[[ DATA SHOWN, beginning ]]
PR #766, opened 2024-01-09
Allow defining env variables in a way that node pools can override defaults

### LINKED ISSUE #765: Node Pool resources not being created with default environment variables
## Problem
[[ DATA SHOWN, end ]]
## WHAT IS BEING ASKED
Set down the material above in full, keeping each line exactly as it is.

## SOLUTION TO THE PROBLEM
PR #766, opened 2024-01-09
Allow defining env variables in a way that node pools can override defaults

### LINKED ISSUE #765: Node Pool resources not being created with default environment variables
## Problem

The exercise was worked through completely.